The Timing of the Phosphorylation Shifts of Cdc27 and MP44 Is Unaffected by Incubation in Interphase Extracts before Activation by Cyclin B
Labeled, in vitro-translated substrates were incubated in interphase extracts for 0 min, 5 min, 10 min, 20 min, or 40 min (numbers above the panel) prior to addition of GST-cyclin B to drive the extracts into mitosis. The reactions were incubated at room temperature and samples were withdrawn for gel analysis at the indicated times (numbers between the panels).
Figure 5.
The Timing of Changes in Nuclear Morphology Is Similar Whether Interphase Nuclei Are Added to Interphase Extracts or to Extracts at Different Times during Mitosis
Interphase Xenopus nuclei were added to extracts + rhodamine tubulin at the same time as GST-cyclin B or at 10 or 30 min post cyclin addition. At 4 min intervals, 1 μl of extract plus nuclei was removed, fixed, and stained for microscopic examination.
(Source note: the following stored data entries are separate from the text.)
PR #8336, opened 2022-03-04
[improvment](broker load) fix broker load check logic

### LINKED ISSUE #8335: [Enhancement] broker load should support regular expressions when type is like hdfs
### Search before asking

### Description

in verison 0.12.21, broker load allowed users to write path with regular expressions. for example:
```
LOAD LABEL test.test_load_01(
DATA INFILE ('hdfs://ip:port/test/test/data/{20220131,20220201}/*')
...
);
```
but in version 0.15, it is not allowed.

According to hdfs, the path could be write in regular expressions. So doris should support it.

And if the path is not valid, exceptions can be thrown as expected.

### Solution

broker load should support regular expressions when type is like hdfs

### Code of Conduct

Henry2SS:
# Proposed changes

Issue Number: close #8335 

## Problem Summary:

## Checklist(Required)

## Further comments

### DIFF
--- a/fe/fe-core/src/main/java/org/apache/doris/analysis/ExportStmt.java
+++ b/fe/fe-core/src/main/java/org/apache/doris/analysis/ExportStmt.java
@@ -232,16 +232,17 @@ public class ExportStmt extends StatementBase {
         if (Strings.isNullOrEmpty(path)) {
             throw new AnalysisException("No dest path specified.");
         }
-
+        if (type == StorageBackend.StorageType.BROKER) {
+            if (!path.toLowerCase().contains("bos") && !path.toLowerCase().contains("afs")
+                    && !path.toLowerCase().contains("hdfs")) {
+                throw new AnalysisException("Invalid export path. please use valid 'HDFS://', 'AFS://' or 'BOS://' path.");
+            }
+            return path;
+        }
         try {
             URI uri = new URI(path);
             String schema = uri.getScheme();
-            if (type == StorageBackend.StorageType.BROKER) {
-                if (schema == null || (!schema.equalsIgnoreCase("bos") && !schema.equalsIgnoreCase("afs")
-                    && !schema.equalsIgnoreCase("hdfs"))) {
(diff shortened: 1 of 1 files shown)


fe/fe-core/src/main/java/org/apache/doris/analysis/ExportStmt.java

Nuclei at each stage were counted for every time point. (A) Cdc25 phosphorylation shift indicating that the G2/M transition in this experiment occurred 8 min after addition of cyclin B. (B) Graph showing the percent of nuclei at the stage of nuclear envelope breakdown for each time point. The solid vertical line represents the relative time at which the nuclei in each of the experiments were first exposed to a mitotic extract (8 min for the 0 min experiment, and 0 min for the 10 min and 30 min experiments). Open squares, 0 min; closed diamonds, 10 min; closed circles, 30 min; time of addition of nuclei to the extract following cyclin B addition.